Argentina’s Debt and American Collateral Damage

By ordering Argentina to pay off hedge funds, U.S. courts may have sealed the dollar’s fate as the common currency of global trade.

At the end of the 19th century, Argentina was one of the 10 most prosperous countries in the world. However, its circumstances took a turn for the worse after World War I. During the early 1990s, the government tried to curb chronic inflation but failed, leading to the economic collapse of 2001.

Being on the edge of bankruptcy, Argentina was able to have its debt reduced by 70 percent; the remaining $90 billion it owed was restructured, and its payments were spread out over time. Buenos Aires has respected its commitments; it repaid its debt to the IMF, reached an agreement with the Paris Club, and was in the process of rebuilding its credit in several countries. However, the government stopped seeking funds in international capital markets, citing prohibitively high interest rates.

Argentina is now the victim of American vulture funds. In 2013, hedge funds that had bought $48.7 million of debt from other companies successfully convinced the New York Court of Appeals to rule that Argentina must pay the entire sum owed, which is $1.3 billion. A recent United States Supreme Court decision upheld this ruling. Organizations like Standard & Poor’s, which have already mortgaged their morals, took the opportunity to pile it on and downgraded Argentina’s debt rating. Reaction was swift. The country is refusing to reimburse the two American hedge funds; Argentina’s president, Cristina Fernández de Kirchner, addressed her 41 million fellow citizens to denounce what she considers to be extortion.

The U.S. Supreme Court decision has endangered the international financial system and has threatened future U.S. dollar-denominated public debt restructuring. It could be the United States, rather than Argentina, that suffers the most in the medium term because the decision weakens the dollar in the global financial system. Refusing to be extorted is not a sign of mismanagement or bad faith.
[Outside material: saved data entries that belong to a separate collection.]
PR #235, opened 2026-08-15
feat(effects): enrich App Server effect lifecycle

YoungJinJung:
## Why

App Server observations did not carry the same reversibility provenance and durable external-effect lifecycle as Hook events, leaving adapter coverage incomplete for #98.

## What changed

- classify App Server command, MCP, dynamic-tool, and file-change items with bounded provenance
- load configured MCP semantics through the daemon recovery path
- derive durable effect rows from completed App Server operations with native correlation and evidence-backed outcomes
- conservatively downgrade Class B observations when App Server cannot prove a pre-mutation checkpoint
- document the current lifecycle coverage

Part of #98.

## Validation

- ruff format --check .
- ruff check .
- mypy src tests
- pytest (680 passed)


YoungJinJung:
## Review

Reviewed the full diff (ingestion.py, effects.py, daemon.py, runtime_connection.py, docs, tests).

**What holds up well:**
- Cross-surface parity is real: App Server command/MCP/dynamic-tool/file-change items now carry the same classification provenance through the shared `classify`, and the correlation test proves a Hook `tool_use_id` and an App Server item id for the same operation yield the same effect id — exactly what #232's exact-merge needs.
- The Class B downgrade is the right conservative call: without provable pre-mutation lineage, B observations become explicit `uncheckpointed_*` Class C effects with `expected_reversibility_class`/`checkpoint_required` provenance rather than silently claiming recoverability. Configured MCP semantics load through the daemon path with a fail-visible stderr fallback, and the mcpToolCall test shows the model-authored `description` field never influences classification.
- Effect derivation at ingest time is restart-safe via the existing `_seen` dedup, and A-class reads still produce no ledger rows.

**One finding — please fix before merge (consistency with #231):**
- `_effect_outcome` treats any `status == \"completed\"` as explicit success, but for App Server `commandExecution` items that `status` is the *lifecycle* field (\"the process finished\"), not a protocol assertion that the mutation committed. The new test pins `git push` + `exitCode: 0` + `status: completed` → outcome `succeeded` — which is precisely the exit-zero-only overstatement #231 removed on the Hook path (where the same command pins `unknown`/`exit_zero_only`). The same remote mutation now gets two different evidentiary claims depending on which surface observed it, and the recovery digest overstates the App Server one.
- Suggested minimal fix: when an exit code is present, don't let a lifecycle \"completed\" status satisfy `_has_explicit_success` — let the exit code path decide (0 → `exit_zero_only`/unknown, nonzero → failed). A \"completed\" status with *no* exit code can keep its current weight for tool-asserted statuses. Updating the new command-effect test to pin `unknown`/`exit_zero_only` would align both surfaces.

Everything else is merge-ready (680 tests passing, CI green, status doc updated). I'll merge once the outcome-evidence asymmetry is resolved.

YoungJinJung:
The follow-up commit resolves the finding exactly as suggested: with an exit code present, a lifecycle `completed` status no longer satisfies explicit success — while genuine success assertions (`succeeded`/`success`) keep their weight — so the same `git push` now reports `unknown`/`exit_zero_only` identically on both the Hook and App Server surfaces. Both the ingestion test and a new command_result unit case pin the aligned behavior. Checks green — merging.

Issue #26, opened 2026-08-11
Implement INTERRUPT and RESTART


YoungJinJung:
### Problem / outcome

Spotter's strong-control rungs do not exist in the live runtime. The Recover stage needs a way to stop a compounding turn and, only under much stronger evidence, start a fresh continuation from a sound state.

### Proposed direction

**INTERRUPT**

- use App Server `turn/interrupt`
- start with a shadow `would_interrupt` mode
- record target turn, evidence, latency, and result
- require explicit replanning after interruption

**RESTART**

- build a minimal new continuation from the user goal, explicit constraints, verified evidence, current repository/checkpoint lineage, and intentionally retained artifacts
- preserve lineage so recovery is reproducible/auditable
- surface external effects that the restart cannot undo (#30)

Both primitives remain explicitly gated/off until their evidence budgets are met.

### Implementation references — study, do not depend on

OpenClaw provides working Codex App Server interruption code and, more importantly, has already exposed several failure modes Spotter should design around:

- exact active-turn tracking and `turn/interrupt`: https://github.com/openclaw/openclaw/blob/main/extensions/codex/src/conversation-control.ts
- Codex runtime/control boundary: https://github.com/openclaw/openclaw/blob/main/docs/plugins/codex-harness-runtime.md
- **do not use interrupt as a generic finalizer**: https://github.com/openclaw/openclaw/issues/111019
- cleanup/active-run leaks around partially initialized App Server turns: https://github.com/openclaw/openclaw/issues/99271

Shepherd is the strongest reference for reversible execution / revert-oriented meta-agent experiments:

- runtime substrate: https://github.com/shepherd-agents/shepherd
- live intervention experiment: https://github.com/shepherd-agents/shepherd-experiments/tree/main/exp/live-intervention
- meta-agent implementation: https://github.com/shepherd-agents/shepherd-experiments/blob/main/exp/live-intervention/src/experiment_live_intervention/core/meta_agent_llm.py

These are implementation references only; Spotter retains its own Python runtime and recovery model.

#### INTERRUPT: treat it as a semantic state transition, not a cleanup RPC

OpenClaw found that `turn/interrupt` causes Codex to persist an abort marker equivalent to "the user interrupted the previous turn" in canonical thread context. That marker can affect later model behavior and the interrupt also stops genuinely in-flight work.

Therefore Spotter should call `turn/interrupt` only when it intentionally wants to abort the reasoning/tool trajectory. Never use it merely to:

[...]

PR #237, opened 2026-08-15
test(effects): validate adapter lifecycle boundary

### LINKED ISSUE #98: Generalize reversibility classification and external-effect lifecycle

YoungJinJung:
## Why

The remaining #98 adapter boundary needed an explicit regression proving unknown dynamic operations stay conservative even when their names and model-authored descriptions imply a read.

## What changed

- pin dynamic adapter starts/results to conservative Class C fallback with unknown provenance
- prove accepted and terminal observations correlate into one evidence-backed effect
- mark the implemented reversibility/effect lifecycle scope complete in current status

Closes #98.

## Validation

- ruff format --check .
- ruff check .
- mypy src tests
- pytest (683 passed with a fresh isolated SPOTTER_HOME)


YoungJinJung:
## Review

Reviewed the full diff (test + status flip).

- The regression pins the exact boundary property the adapter slice needed: a dynamic tool whose *name* (`read_resource`) and model-authored `description` ("safe read") both imply a read still classifies as unknown-C `fallback`/`unknown_tool_effect` — neither naming nor descriptions can promote safety, which is the #230/#235 trust rule applied to the last uncovered family.
- The lifecycle half composes everything the series built: the accepted start and terminal result correlate into one `exact` effect with `observation_count == 2`, and the `succeeded` outcome comes from the explicit `success: true` protocol assertion — not the lifecycle `completed` status — consistent with the #235 evidence fix.
- Flipping Reversibility/effects to ✅ is justified now rather than premature: every constituent claim in the row landed with its own tests across #227–#236, and the #234 coverage metrics keep future adapter gaps measurable instead of invisible — matching the repo's implementation-vs-evidence discipline. The next-step pointer correctly hands the ledger to #26 as a recovery input.

No findings. 683 tests passing, checks green. LGTM — merging, which closes #98.

PR #238, opened 2026-08-15
feat(replay): move snapshot boundaries to App Server

YoungJinJung:
Why

Removing redundant SessionStart and PostToolUse Hooks must not weaken snapshot and replay anchors. This moves their snapshot responsibility onto the authoritative App Server lifecycle before Hook removal begins.

What changed

- snapshot live thread starts as the baseline and completed Class B local operations as after-state boundaries
- recover thread-to-repository routing across daemon restarts
- honor snapshot_on_patch in the daemon-owned App Server ingestor
- document the migration boundary and cover baseline, mutation, restart, and disabled-config behavior

Validation

- ruff format --check .
- ruff check .
- mypy src tests
- pytest: 687 passed

Part of #86.


YoungJinJung:
## Review

Reviewed the full diff (ingestion.py, daemon.py, runtime_connection.py, docs, tests) against the durable-state rules, since this moves snapshot anchors.

- The anchor migration is additive, not weakening: `thread/started` (with a reported cwd) pins the baseline, completed Class-B-classified local operations pin after-state boundaries, and `PreToolUse` explicitly keeps the synchronous before-state during the Hook migration — so no existing replay anchor is lost while the redundant Hooks become removable. The lifecycle doc states exactly this boundary.
- Keying after-snapshots on the `expected_reversibility_class == \"B\"` marker composes cleanly with #235: the same downgrade that flags missing pre-mutation lineage now supplies the post-mutation anchor, and configured-MCP Class B writes participate too.
- The snapshot path honors the established discipline — `global_lock` around `snapshot_worktree` + record, `last_snapshot()` tree dedup, and a `SnapshotError` degrades to a snapshot-less record instead of dropping the event. The `snapshot_on_patch` load follows the daemon config pattern with a fail-visible fallback that defaults to snapshots *on* — the conservative direction.
- Restart safety is genuinely tested: the second ingestor instance recovers the thread→repository route from journal history before the mutation event arrives, and the test verifies actual git tree contents (`before`/`after`) rather than just snapshot presence. The disabled-config case pins the opt-out.

**Minor (non-blocking):**
- `snapshot_worktree` runs synchronously inside the async ingest path, so a large worktree's git snapshot briefly stalls event consumption. It's bounded (thread starts + B-mutation completions only) and matches the existing fsync-on-record pattern, but if #89's retention work ever profiles ingest latency, this is the first candidate for the same off-loop treatment control telemetry got.

Checks green (CI + CodeQL), 687 tests passing, architecture/lifecycle/status docs updated. LGTM — merging.

PR #239, opened 2026-08-15
feat(budget): version the review spend ledger

YoungJinJung:
Why

The mutable review-spend ledger enforces token ceilings but had no independent persisted schema. An older binary could otherwise reinterpret or overwrite a future ledger and silently reset the proof that a spending cap was reached.

What changed

- add the spotter.review_spend schema and schema version 1 to every new ledger write
- retain read-old/write-current support for legacy unversioned ledgers
- refuse unknown schema names, older unsupported versions, newer versions, and malformed versions without mutating the file
- fsync the temporary ledger and parent directory around atomic replacement
- document the durable contract and cover legacy upgrade plus non-destructive refusal

Validation

- ruff format --check .
- ruff check .
- mypy src tests
- pytest: 691 passed

Part of #47.


YoungJinJung:
## Review

Reviewed the full diff (budget.py, docs, tests).

- The versioning gate covers the whole input space conservatively: fully legacy files (both fields absent) read as v0 and upgrade lazily on the next successful mutation, while any partial or wrong combination — foreign schema name, missing name with a version, non-integer version, older or newer version — refuses via `LedgerCorrupt` before any mutation. The parametrized test verifies byte-identical file content after refusal, so an old binary can never reset a future budget, which is the exact #47 threat this addresses.
- Refusal composes correctly with the existing spend discipline: `reserve` degrades to a \"refusing to spend\" outcome rather than raising through the caller, so budget enforcement fails *closed* — no inference happens on an unreadable ledger — consistent with the check-before-spend rule already in the review path.
- The durability sequence is now complete: fsync the temp file, atomic `os.replace`, then fsync the parent directory — matching the commit/replace contract the lifecycle doc prescribes, and the doc gains the ledger's entry in the schema-version inventory.
- The legacy-upgrade test pins the full read-old/write-current round trip including the arithmetic (2+1 reviews, 50+25 tokens), not just the header fields.

No findings. Checks green (CI + CodeQL), 691 tests passing, lifecycle/status docs updated. LGTM — merging.

PR #697, opened 2025-01-02
Add concepts page on JVM argument overrides

sbernauer:


modules/concepts/pages/overrides.adoc
```diff
@@ -150,3 +150,73 @@ The `podOverrides` will be merged onto the following resources the operators dep
...
 * Jobs, that are used to setup systems the product depends on e.g. create a database schema for Superset or Airflow.
+
+[#jvm-argument-overrides]
+== JVM argument overrides
+
+You can configure the JVM arguments used by JVM based tools.
+This is often times needed to e.g. configure a HTTP proxy or other network settings.
+
+As with other overrides, the operator generates a set of JVM arguments that are needed to run the tool, you can specify additional arguments, which are merged on top of the ones the operator generated.
+As some JVm arguments are mutually exclusive (think of `-Xmx123m` and `-Xmx456m`), you also have the option to remove JVM arguments - either by specifying the exact argument or a regex.
```
maltesander, line 161:
```suggestion
As some JVM arguments are mutually exclusive (think of `-Xmx123m` and `-Xmx456m`), you also have the option to remove JVM arguments - either by specifying the exact argument or a regex.
```

modules/concepts/pages/overrides.adoc
```diff
@@ -150,3 +150,73 @@ The `podOverrides` will be merged onto the following resources the operators dep
...
+
+The merging mechanism is applied <operator-generated> <- <role user specified> <- <rolegroup user specified> and works as following:
+
+Let user be the user-specified arguments and operator be the arguments generated by the operator.
```
maltesander, line 165: The `user-specified` is inconsistent with the `user specified` above. I think the example is already sufficient, i think this sentence can be removed.

modules/concepts/pages/overrides.adoc
```diff
@@ -150,3 +150,73 @@ The `podOverrides` will be merged onto the following resources the operators dep
...
+
+1. All arguments listed in user `remove` are removed from operator
+2. All arguments matching any regex from user `removeRegex` are removed from operator
+3. All arguments from user `add` are added to operator
+
+You can check the resulting effective JVM arguments by looking at the ConfigMap containing the config for the roleGroup (although some tools read the JVM arguments from environmental variable).
```
maltesander, line 171:
```suggestion
You can check the resulting effective JVM arguments by looking at the ConfigMap containing the config for the roleGroup (although some tools read the JVM arguments from environmental variables).
```

modules/concepts/pages/overrides.adoc
```diff
@@ -150,3 +150,73 @@ The `podOverrides` will be merged onto the following resources the operators dep
 They will *not* be applied to:
 
 * Jobs, that are used to setup systems the product depends on e.g. create a database schema for Superset or Airflow.
+
+[#jvm-argument-overrides]
+== JVM argument overrides
+
+You can configure the JVM arguments used by JVM based tools.
+This is often times needed to e.g. configure a HTTP proxy or other network settings.
```
adwk67, line 158:
```suggestion
This is often needed to e.g. configure a HTTP proxy or other network settings.
```

modules/concepts/pages/overrides.adoc
```diff
@@ -150,3 +150,73 @@ The `podOverrides` will be merged onto the following resources the operators dep
...
+
+As with other overrides, the operator generates a set of JVM arguments that are needed to run the tool, you can specify additional arguments, which are merged on top of the ones the operator generated.
```
adwk67, line 160:
```suggestion
As with other overrides, the operator generates a set of JVM arguments that are needed to run the tool. You can specify additional arguments which are merged on top of the ones the operator generated.
```

modules/concepts/pages/overrides.adoc
adwk67, line 161:
```suggestion
As some JVM arguments are mutually exclusive (think of `-Xmx123m` and `-Xmx456m`), you also have the option to remove JVM arguments - either by specifying the exact argument or a regex.
```

modules/concepts/pages/overrides.adoc
```diff
@@ -150,3 +150,73 @@ The `podOverrides` will be merged onto the following resources the operators dep
...
+As some JVm arguments are mutually exclusive (think of `-Xmx123m` and `-Xmx456m`), you also have the option to remove JVM arguments - either by specifying the exact argument or a regex.
+
+The merging mechanism is applied <operator-generated> <- <role user specified> <- <rolegroup user specified> and works as following:
```
adwk67, line 163:
```suggestion
The merging mechanism is applied <operator-generated> <- <role user specified> <- <rolegroup user specified> and works as follows:
```

modules/concepts/pages/overrides.adoc
adwk67, line 171:
```suggestion
You can check the resulting effective JVM arguments by looking at the ConfigMap containing the config for the roleGroup (although some tools read the JVM arguments from an environmental variable).
```

adwk67 (changes requested):
Just minor things.

modules/concepts/pages/overrides.adoc
sbernauer: Makes sense. Please have a look at 8f8e78d

adwk67 (dismissed):
LGTM!

sbernauer:
Thanks for your quick review! The merge is blocked on the decision https://github.com/stackabletech/decisions/issues/37

modules/concepts/pages/overrides.adoc
```diff
@@ -150,3 +150,71 @@ The `podOverrides` will be merged onto the following resources the operators dep
...
+You can configure the JVM arguments used by JVM based tools.
+This is often needed to e.g. configure a HTTP proxy or other network settings.
+
+As with other overrides, the operator generates a set of JVM arguments that are needed to run the tool. You can specify additional arguments which are merged on top of the ones the operator generated.
+As some JVM arguments are mutually exclusive (think of `-Xmx123m` and `-Xmx456m`), you also have the option to remove JVM arguments - either by specifying the exact argument or a regex.
+
+The merging mechanism is applied <operator generated> <- <role user specified> <- <rolegroup user specified> and works as follows:
+
+1. All arguments listed in user specified `remove` are removed from operator generated
+2. All arguments matching any regex from user `removeRegex` are removed from operator generated
```
maltesander, line 166: We should mention that anchors `^{without_anchors}$` are set automatically?

sbernauer: Further down we mention
> # They need to match the entire string, not only a part!

I would like to avoid mentioning an internal detail (the regex crate has no function "does this string match this regex?". We only need the anchors because of this limitations.

WDYT of?

`All arguments matching any regex from user `removeRegex` are removed from operator generated. The regex needs to match the entire argument, not only a substring`

maltesander: Works for me yes!

sbernauer, line 166:
```suggestion
2. All arguments matching any regex from user removeRegex are removed from operator generated.
   The regex needs to match the entire argument, not only a substring
```

sbernauer: Thanks!

maltesander (approved):
LGTM!

PR #699, opened 2025-01-21
Add basic containerdebug logs

nightkr:


modules/concepts/pages/containerdebug.adoc
```diff
@@ -0,0 +1,23 @@
...
+environment, such as available disk interfaces and network interfaces.
+
+This logging is performed by our https://github.com/stackabletech/containerdebug[containerdebug] tool.
+
+NOTE: This tool is intended as a debugging aid, and the particular information or
+format should not be considered stable.
+
+== Interval
+
+This runs every minute. It can also be triggered manually, by running the
```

The Argentine president promised that her country would honor its commitments to cooperative creditors. However, she will do so by avoiding the dollar and American financial organizations. The U.S. dollar, the world’s reserve currency, has received another blow.

The international use of the dollar is becoming increasingly problematic. The United States is suffocating under the weight of debt. The U.S. central bank’s recent strategy of printing $40 billion a month is rapidly devaluing other countries’ foreign exchange reserves. There is approximately $6 trillion in U.S. Treasury bonds circulating internationally.

China alone has reserves of $3 trillion, including $1.2 trillion in Treasury bonds, while Russia has about $100 billion worth. It is therefore unsurprising that the contract these two powers signed on May 21 was drawn up in Yuan. Moscow will provide 38 billion cubic meters of natural gas over three decades for the equivalent of 294 billion euros. The Central Bank of the Congo decreed that at the end of 2014, national trade in the Democratic Republic of the Congo will be conducted exclusively in CFA francs. As if that were not enough, during his trip to Indonesia, Turkish Prime Minister Recep Tayyip Erdogan announced that gold would be replacing the U.S. dollar in the short term.

There is currently a renewed interest in Asian currencies. Recent Western sanctions in Ukraine are driving Russian companies to abandon the U.S. dollar and use the yuan in their commercial transactions. Several have already opened accounts in Asia and want to renegotiate contracts that have already been signed. The decision ordering Argentina to pay American hedge funds could be the straw that breaks the camel’s back and pushes the BRIC countries to definitively drop the dollar.